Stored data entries
Segment Open

PR #15, opened 2015-01-30
Add support for chat.postMessage API method

paulhammond:
This pull request adds support for the [chat.postMessage](https://api.slack.com/methods/chat.postMessage) API method

### DIFF
--- a/src/channel.coffee
+++ b/src/channel.coffee
@@ -86,6 +86,19 @@ class Channel
     m = new Message @_client, {text: text}
     @sendMessage m
 
+  postMessage: (data) ->
+    params = data
+    params.channel = @id
+    if data.attachments
+      params.attachments = JSON.stringify(data.attachments)
+
+    @_client.logger.debug data
+    @_client.logger.debug params
+    @_client._apiCall "chat.postMessage", params, @_onPostMessage
+
+  _onPostMessage: (data) =>
+    @_client.logger.debug data
+
   sendMessage: (message) ->
     message.channel = @id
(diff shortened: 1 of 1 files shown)


silentrob:
This is super useful. Just a side note, Bot users are not authorized to call this endpoint.

paulhammond:
Actually, as of a few minutes ago, they are. As I mentioned over in slackhq/hubot-slack#148 this is provisional and might change but probably won't...

silentrob:
:beers: :+1:

src/channel.coffee
```diff
@@ -86,6 +86,19 @@ class Channel
...
+    params = data
+    params.channel = @id
+    if data.attachments
+      params.attachments = JSON.stringify(data.attachments)
+
+    @_client.logger.debug data
+    @_client.logger.debug params
+    @_client._apiCall "chat.postMessage", params, @_onPostMessage
+
+  _onPostMessage: (data) =>
```
evansolomon: Just a thought...

There are a bunch of these `_on{{ApiMethod}}` methods that just call the logger.  Not really *bad* but might be easier to just pass around the logger directly instead of a bunch of different methods that wrap it (unless there's some other purpose I'm missing).

paulhammond: A fair point - I was just copying the existing pattern. I'm open to other approaches here!

evansolomon: Yea you definitely didn't start it here.  Not a big deal, just something I noticed.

Segment Closed

• **Exercise details**
Look through the entries above; find each line with the word "slack" and copy it.

• **Result for this task**
This pull request adds support for the [chat.postMessage](https://api.slack.com/methods/chat.postMessage) API method
Actually, as of a few minutes ago, they are. As I mentioned over in slackhq/hubot-slack#148 this is provisional and might change but probably won't...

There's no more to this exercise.